_WHAT YOU WILL DO_
Determine how many of the lines below include "pidfile", then respond with that number and no other text.

_Saved entries_
PR #17240, opened 2021-11-30
[19.07] nextdns: Update to version 1.37.5

rs:
Update to version 1.37.5


BKPepe:
The PR was created by mistake, right? While looking into this https://github.com/openwrt/packages/pull/17158 which didnt make it through.

rs:
It's created automatically by our CI. We might have to drop support for 19.07 if we can't find another solution. Feel free to close those two PRs for now.

PR #17243, opened 2021-11-30
python-rcssmin: bump to version 1.1.0

cotequeiroz:
Maintainer: me, @commodo 
Compile tested: mediatek, Linksys EA8450, master
Run tested: mediatek, Linksys EA8450, master, runn `python -mrcssmin </var/tmp/jsdoc-default.css`

Description:
Relevant changes:
 * quoted data urls which are not base64 encoded keep their spaces now
 * accept bytes and text as input. All other types now raise a TypeError
 * update python & gcc support
 * python version will only accept the C implementation if the versions match exactly. This should prevent using older installed C versions.

Along with the version bump:
 - update maintainer email address
 - use $(AUTORELEASE)

### DIFF
--- a/lang/python/python-rcssmin/Makefile
+++ b/lang/python/python-rcssmin/Makefile
@@ -6,15 +6,15 @@
 include $(TOPDIR)/rules.mk
 
 PKG_NAME:=python-rcssmin
-PKG_VERSION:=1.0.6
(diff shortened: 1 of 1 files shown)


commodo:
thank you :)

this was on my to-do list, but i am on vacation this week

PR #17247, opened 2021-12-01
zerotier: add configuration reload trigger

jow-:
Maintainer: @mwarning 
Compile tested: -
Run tested: -

Description:

Ensure that the zerotier service is automatically restarted when the uci
configuration is modified.

Ref: https://forum.openwrt.org/t/reloading-a-service-when-config-changes/113488/3

### DIFF
--- a/net/zerotier/files/etc/init.d/zerotier
+++ b/net/zerotier/files/etc/init.d/zerotier
@@ -115,3 +115,12 @@ stop_service() {
 	config_foreach stop_instance 'zerotier'
 	rm -f ${CONFIG_PATH}
 }
+
+reload_service() {
+	stop
+	start
+}
+
+service_triggers() {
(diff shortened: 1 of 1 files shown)


mwarning:
How is this different from `procd_set_param respawn`?
Anyway, otherwise LGTM.

jow-:
> How is this different from procd_set_param respawn?

The respawn parameter controls whether if and how the process is supposed to get restarted by procd if it terminates. The reload trigger on the other hand instructs procd to re-invoke the init script reload action if /etc/config/zerotier changed.

mwarning:
understood, thank you.

mwarning:
please merge

BKPepe:
It should be backported to OpenWrt 21.02, right?

mwarning:
@BKPepe good idea

PR #17250, opened 2021-12-02
[19.07] libs/c-ares: fix domain hijacking CVE-2021-3672

ynezz:
Maintainer: @karlp 
Compile tested: arm_cortex-a9
Run tested: None

Description:

Missing input validation of host names returned by Domain Name Servers
in the c-ares library can lead to output of wrong hostnames (leading to
Domain Hijacking).

I've just taken [patch](https://github.com/c-ares/c-ares/compare/809d5e8..44c009b.patch) from the [advisory](https://c-ares.org/adv_20210810.html) and rebased it onto 1.15.0 version.

### DIFF
--- a/libs/c-ares/Makefile
+++ b/libs/c-ares/Makefile
@@ -10,7 +10,7 @@ include $(TOPDIR)/rules.mk
 
 PKG_NAME:=c-ares
 PKG_VERSION:=1.15.0
-PKG_RELEASE:=4
+PKG_RELEASE:=5
 PKG_LICENSE:=MIT
 PKG_CPE_ID:=cpe:/a:c-ares_project:c-ares
 
--- a/libs/c-ares/patches/0001-ares_expand_name-should-escape-more-characters.patch
+++ b/libs/c-ares/patches/0001-ares_expand_name-should-escape-more-characters.patch
@@ -1,0 +1,88 @@
+From 0000000000000000000000000000000000000000 Mon Sep 17 00:00:00 2001
+From: bradh352 <brad@brad-house.com>
+Date: Fri, 11 Jun 2021 11:27:45 -0400
+Subject: [PATCH] ares_expand_name() should escape more characters
+MIME-Version: 1.0
+Content-Type: text/plain; charset=UTF-8
+Content-Transfer-Encoding: 8bit
+
+RFC1035 5.1 specifies some reserved characters and escaping sequences
+that are allowed to be specified.  Expand the list of reserved characters
+and also escape non-printable characters using the \DDD format as
+specified in the RFC.
+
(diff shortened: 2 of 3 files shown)


ynezz:
BTW I've looked at the security related fixes since 1.15.0 and I'm not sure if this CVE fix is going to cut it and make it less vulnerable:

1.16.1 fixes following security issues:
 * Prevent possible use-after-free and double-free in ares_getaddrinfo() if ares_destroy() is called prior to ares_getaddrinfo() completing. Reported by Jann Horn at Google Project Zero. 
 
1.17.0 fixes following security issues:
  * avoid read-heap-buffer-overflow in ares_parse_soa_reply found during fuzzing
  * Avoid theoretical buffer overflow in RC4 loop comparison
  * Empty hquery->name could lead to invalid memory access
  * ares_parse_{a,aaaa}_reply() could return a larger *naddrttls than was passed in 

1.17.2 fixes following security issues:
  * NodeJS passes NULL for addr and 0 for addrlen to ares_parse_ptr_reply() on systems where malloc(0) returns NULL. This would cause a crash.
  * When building c-ares with CMake, the RANDOM_FILE would not be set and therefore downgrade to the less secure random number generator
  * If ares_getaddrinfo() was terminated by an ares_destroy(), it would cause a crash
  * Crash in sortaddrinfo() if the list size equals 0 due to an unexpected DNS response
  * Expand number of escaped characters in DNS replies as per RFC1035 5.1 to prevent spoofing follow-up
  * Perform validation on hostnames to prevent possible XSS due to applications not performing valiation themselves

I'm wondering if it wouldn't be better to simply upgrade to 1.17.2, which is not vulnerable to this CVE and contains all the previous security fixes. According to the my manual check of the changes between 1.15.0->1.17.2 and [ABI Laboratory](https://abi-laboratory.pro/index.php?view=timeline&l=c-ares) it seems like they're doing good work regarding the API/ABI compatibility so it shouldn't probably cause much regressions, but we can't be sure until we test it.

The other option is to backport those security fixes, but this might introduce regressions as well and we would need to test it anyway.

karlp:
I'm still concerned about making the major version change this late in 19.07, there's only three months til EOL as it is.  see https://github.com/openwrt/packages/pull/16312#issuecomment-896997199 for comments on how much recent fixes was fixing breakages.  They might have kept ABI, but that's still two major version changes.

ynezz:
>  see #16312 (comment) for comments on how much recent fixes was fixing breakages

Opps, I've completely forget about this one, thanks for reminding me.

> I'm still concerned about making the major version change this late in 19.07, there's only three months til EOL as it is.

Fair enough, I understand.

BKPepe (approved):

karlp:
So you've both just agreed to take over this package then ok?

PR #17257, opened 2021-12-02
Add new lua module: ipops

ptpt52:
This is very usefull to handle ip calculation

for example convert an network strings to formated ipcidir string:
```
nets="1.2.3.4,192.168.1.0/24,192.168.100.100-192.168.200.222"
``` 
`lua ipops.lua netStrings2ipcidrStrings "1.2.3.4,192.168.1.0/24,192.168.100.100-192.168.200.222"`
OUTPUT:
```
1.2.3.4/32,192.168.1.0/24,192.168.100.100/30,192.168.100.104/29,192.168.100.112/28,192.168.100.128/25,192.168.101.0/24,192.168.102.0/23,192.168.104.0/21,192.168.112.0/20,192.168.128.0/18,192.168.192.0/21,192.168.200.0/25,192.168.200.128/26,192.168.200.192/28,192.168.200.208/29,192.168.200.216/30,192.168.200.220/31,192.168.200.222/32
```

also the ipops.lua could be imported to any lua program and use it as an module

### DIFF
--- a/lang/lua-ipops/Makefile
+++ b/lang/lua-ipops/Makefile
@@ -1,0 +1,40 @@
+#
+# Copyright (C) 2017-2019 Chen Minqiang <ptpt52@gmail.com>
+#
+# This is free software, licensed under the GNU General Public License v2.
+# See /LICENSE for more information.
+#
+
+include $(TOPDIR)/rules.mk
+
+PKG_NAME:=lua-ipops
+PKG_VERSION:=0.0.1
+PKG_RELEASE:=1
+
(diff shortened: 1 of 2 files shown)


jow-:
Note that there already is https://openwrt.github.io/luci/api/modules/luci.ip.html and https://openwrt.github.io/luci/api/modules/luci.ip.cidr.html

ptpt52:
@jow- 
aha.
I do not notice that there is an API that can handle ip range string (`192.168.1.100-192.168.1.200`)
By the way, this ipops.lua is pure Lua

BKPepe:
So, this can be closed, right?

PR #17261, opened 2021-12-03
nfs-kernel-server: fix build on MacOs arm64

ptpt52:
|checking for prctl... no
  |configure: error: prctl syscall is not available

### DIFF
--- a/net/nfs-kernel-server/patches/host/10-macos-build-hack.patch
+++ b/net/nfs-kernel-server/patches/host/10-macos-build-hack.patch
@@ -1,0 +1,55 @@
+diff --git a/configure b/configure
+index 53b8cef..a30c839 100755
+--- a/configure
++++ b/configure
+@@ -5880,13 +5880,6 @@ fi
+ 
+ 
+ 
+-    ac_fn_c_check_func "$LINENO" "prctl" "ac_cv_func_prctl"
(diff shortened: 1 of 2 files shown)


ptpt52:
strang, my local build is good
but here buildbot failed
what I am trying to do is do patch for Host build only, how to achive it?

neheb:
Why not just make a patch for both builds?

As far as host only patches, I had a commit adding support for that but was rejected AFAIK.

neheb:
This one: https://github.com/openwrt/openwrt/pull/4030/commits/28b2786f2363cac382a259dc0445852fdbdc511b

svlobanov:
@ptpt52  @neheb I proposed another patch to solve this issue https://github.com/openwrt/packages/pull/17313

net/nfs-kernel-server/patches/host/10-macos-build-hack.patch
```diff
@@ -0,0 +1,55 @@
+diff --git a/configure b/configure
```
BKPepe, line 1: You should send this to upstream. You even mention that it is a hack in the file naming, but we should not have hacks forever, otherwise we will take care of it forever.

BKPepe (changes requested):

svlobanov:
due to #17313 has been merged let's close this PR

PR #17263, opened 2021-12-03
htop: update to 3.1.2-1

graysky2:
Build-tested: x86/64
Run-tested: bcm2711/RPi4B

Description: new upstream release


hnyman:
Any objections, @champtar  ?

(The x86 CI errors look like perl related, not due to this package)

champtar:
Sorry for the delay, can you just confirm during the configure step that nothing is autodetect ? We had some problem in the past with option added / renamed

graysky2:
@champtar - Following this [wiki](https://openwrt.org/docs/guide-developer/toolchain/single.package) page, my goal is to run `make -j1 V=s pacakge/htop/compile` and inspect the output.  But I am unable to get the package to compile.

I have my target architecture from `make menuconfig` selected.  Then, the following two commands complete successfully:
```
make tools/install
make toolchain/install
```

But I am unable to build either dependency listed by `opkg info htop` nor the suggested command: `make package/htop/compile` ... what am I doing wrong?

```
% make -j1 V=s pacakge/htop/compile
make[1]: Entering directory '/scratch/union'
make[1]: *** No rule to make target 'pacakge/htop/compile'.  Stop.
make[1]: Leaving directory '/scratch/union'
make: *** [/scratch/union/include/toplevel.mk:230: pacakge/htop/compile] Error 2
```

graysky2:
@champtar - [Here](https://gist.github.com/graysky2/6b25057ef73c9e5549a32f1b03ecfee9) is the build log from `make -j1 V=s package/htop/compile`.  Does it answer your question?

hnyman:
Looking at the htop configure.ac changelog back from 3.1.2,

https://github.com/htop-dev/htop/commits/d73783d6dbec4a8d9d20d744bf2b5e6a7073aa46/configure.ac

it seems that detection of libunwind has been added with commit

https://github.com/htop-dev/htop/commit/29e1fcfa0517a7c5770b2a95fe7fbc0bc197c360

Likely we should disable that detection by adding `--disable-unwind \` line to the CONFIGURE_ARGS in Makefile

That way we could avoid the libunwind dependency error in buildbot (that builds all libraries and so also libunwind will be present for detection, unlike in private build envs.).

graysky2:
@hnyman 
> Likely we should disable that detection by adding --disable-unwind \ line to the CONFIGURE_ARGS in Makefile

Force pushed with that modification, build was successful (`make -j1 V=s package/htop/compile` output is [here](https://gist.github.com/graysky2/334a61d3055bc74853a3fd333521ca31)).  Corresponding package installs and runs as expected.

champtar:
Thanks you both !

PR #17265, opened 2021-12-03
modemmanager: refactoring procd init script

feckert:
Maintainer: @aleksander0m @nickberry17 
Run tested: x86_64, APU3, latest OpenWrt master, started a modemmanger instance)

Description:
The way the init script is written now, we get a bad output when calling
the ubus service backend.

```
ubus call service list "{'verbose':true,'name':'modemmanager'}"
{
        "modemmanager": {
                "instances": {
                        "instance1": {
                                "running": true,
                                "pid": 20511,
                                "command": [
                                        "sh",
                                        "-c",
                                        ".
/usr/share/ModemManager/modemmanager.common;    \t
mkdir -m 0755 -p /var/run/modemmanager;          \t
mm_cleanup_interfaces;                            \t
( mm_report_events_from_cache ) >/dev/null 2>&1 & \t
/usr/sbin/ModemManager"
                                ],
                                "term_timeout": 5,
                                "respawn": {
                                        "threshold": 3600,
                                        "timeout": 5,
                                        "retry": 5
                                },
                                "pidfile":"/var/run/modemmanager/modemmanager.pid"
                        }
                }
        }
}
```

I also get the following output in the log that the PID file cannot be created:

`daemon.err procd: Failed to remove pidfile: :No such file or directory`

The changes in this commit fixes this issues

### DIFF
--- a/net/modemmanager/files/modemmanager.init
+++ b/net/modemmanager/files/modemmanager.init
@@ -22,14 +22,12 @@ start_service() {
 	# it starts.
 	#
 	# All these commands need to be executed on every MM start, even after
-	# procd-triggered respawns, which is why they're all included as instance command
+	# procd-triggered respawns, which is why this is wrapped in a startup
+	# wrapper script called '/usr/sbin/ModemManager-wrapper'.
 	#
+	. /usr/share/ModemManager/modemmanager.common
 	procd_open_instance
-	procd_set_param command sh -c ". /usr/share/ModemManager/modemmanager.common;    \
-	                               mkdir -m 0755 -p ${MODEMMANAGER_RUNDIR};          \
-	                               mm_cleanup_interfaces;                            \
-	                               ( mm_report_events_from_cache ) >/dev/null 2>&1 & \
-	                               /usr/sbin/ModemManager"
+	procd_set_param command /usr/sbin/ModemManager-wrapper
 	procd_set_param respawn "${respawn_threshold:-3600}" "${respawn_timeout:-5}" "${respawn_retry:-5}"
 	procd_set_param pidfile "${MODEMMANAGER_PID_FILE}"
 	procd_close_instance
--- a/net/modemmanager/files/modemmanager.init
+++ b/net/modemmanager/files/modemmanager.init
@@ -4,6 +4,8 @@
 USE_PROCD=1
 START=70
 
+LOG_LEVEL="INFO"
+
 stop_service() {
 	# Load common utils
 	. /usr/share/ModemManager/modemmanager.common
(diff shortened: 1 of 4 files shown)


net/modemmanager/files/modemmanager.init
```diff
@@ -5,32 +5,24 @@ USE_PROCD=1
...
-	#
-	# The cached events processing will wait for MM to be available in DBus
-	# and will make sure all ports are re-notified to ModemManager every time
-	# it starts.
-	#
-	# All these commands need to be executed on every MM start, even after
-	# procd-triggered respawns, which is why they're all included as instance command
-	#
+start_mm() {
+	. /usr/share/ModemManager/modemmanager.common
```
aleksander0m, line 13: This is more or less what we had before, with the daemon call as only command in the procd instance. But having it that way ended up failing because mm_report_events_from_cache was not being called if the service was restarted by procd itself e.g. after a daemon crash (as explained in the comment that was also removed: "All these commands need to be executed on every MM start, even after procd-triggered respawns, which is why they're all included as instance command").

How are these changes avoiding that? If these changes prevent that problem, I'm all for them, but I'm not really sure if they do. Isn't procd supposed to re-run the "command" configured only on daemon crashes?

aleksander0m (changes requested):

net/modemmanager/files/modemmanager.init
feckert: If that's the case then I'd rather put it all in a wrapper/startup script `mm-service`?
Then it looks better right away.
We also could fix the two issues as mentioned (`ubus service` and `pdifle`)

aleksander0m: Yes, that is probably the cleanest way forward

feckert: @aleksander0m I have now outsourced the startup sequence to a wrapper script.

feckert:
@aleksander0m Can you look at that again.
I have now run shellcheck and fixes 4 things.

1. Disable SC2064 warning https://github.com/openwrt/packages/pull/17265/files#diff-2a022c1a8090bf6224c600ad07b0756c4f811b1b2b15ab7612a7bca07f3ee346R6

2. Split this command to fix SC2174
https://github.com/openwrt/packages/pull/17265/files#diff-2a022c1a8090bf6224c600ad07b0756c4f811b1b2b15ab7612a7bca07f3ee346R21

3. Made CHILD variable global https://github.com/openwrt/packages/pull/17265/files#diff-2a022c1a8090bf6224c600ad07b0756c4f811b1b2b15ab7612a7bca07f3ee346R26

4. Removed unused variables

nickberry17:
ping @neheb LGTM

PR #17276, opened 2021-12-06
speedtestpp: add new package

oskarirauta:
SpeedTest++
Yet another unofficial speedtest.net client cli interface

For users who instead of python based speedtest client want
to use something that was written in c++...

Description:
great alternative for existing python3-speedtest-cli. Results as good as results with python based client and actually, really similar output of data also..

git version chosen because latest release(tag) is quite old and
there has been a rather many commits since it was released.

_RESPONSE AREA_
3